Dal momento che c’è stato un deficit nel potere degli Stati, per un lungo periodo questi
hanno dovuto rinunciare ad un certo numero di funzioni, le quali si credeva ampiamente che
era loro compito assolvere. Alcune di queste funzioni che 50 e 60 anni fa erano considerate
un diritto e un obbligo dello Stato, sono state trasferite ai mercati che non sono
dichiaratamente istituzioni politiche, e non vengono elette da elettori e non devono seguire i
desideri dell’elettorato.
Le altre funzioni sono state affidate a quello che Anthony Giddens chiamò la dimensione
politica della vita, un’area in cui io, tu, tutti quanti si aspetta che siano il proprio
Parlamento, il proprio Governo, e la propria Corte Suprema, ricercando soluzioni
individuali a problemi prodotti a livello globale.
Adesso, chiaramente questa politica individuale soffre dell’insufficienza di potere.
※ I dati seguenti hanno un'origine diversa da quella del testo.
PR #888, opened 2026-09-15
Allow posterior prediction to extend state-centered temporal processes beyond the fitted time horizon.

cdc-mitzimorris:
This PR lets users can select either parameterization and get the same forecast-horizon behavior:

- Posterior prediction at the fitted horizon replays the fitted trajectory.
- Posterior prediction at a longer horizon replays the fitted trajectory and samples the missing suffix.

Changes made:

- Converted state branches of RandomWalk, AR1, and DifferencedAR1 to NumPyro scan.
- _state sites now use (time, process) layout as innovation processes.
- Added posterior-extension and terminal-carry tests.
- Added forecasting parity tests for state and innovation parameterizations.

Files changed:

- pyrenew/latent/temporal_processes.py
- test/test_temporal_processes.py
- latent/init.py (pyrenew/latent/__init__.py)


pyrenew/latent/__init__.py
```diff
@@ -28,14 +28,16 @@
 from pyrenew.latent.infections import Infections
 from pyrenew.latent.infectionswithfeedback import InfectionsWithFeedback
 from pyrenew.latent.population_infections import PopulationInfections
+from pyrenew.latent.state_centered_distributions import (
```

Possiede
delle risorse, delle abilità che possono affrontare il compito, che possono affrontare la
questione avendo alle loro spalle forze globali. Pertanto, considerate queste due parti, questi
due spazi in cui le politiche contemporanee cercano di giocarsi piani politici, la salvezza
difficilmente ci giungerà da tutto questo. Ma cosa c’è frammezzo?
Da una parte, la situazione politica stabilitasi e dall’altra la sfera della politica della vita. Il
problema è che quest’area di mezzo viene progressivamente lasciata libera. La crisi
dell’agenzia è raddoppiata, non per casualità ma per necessità, a causa dell’erosione
dell’area di mezzo. Tra le altre cose oggi ci troviamo ad affrontare la crisi della classe
media. La crisi di oggi colpisce la classe media molto più che le altre fasce della società.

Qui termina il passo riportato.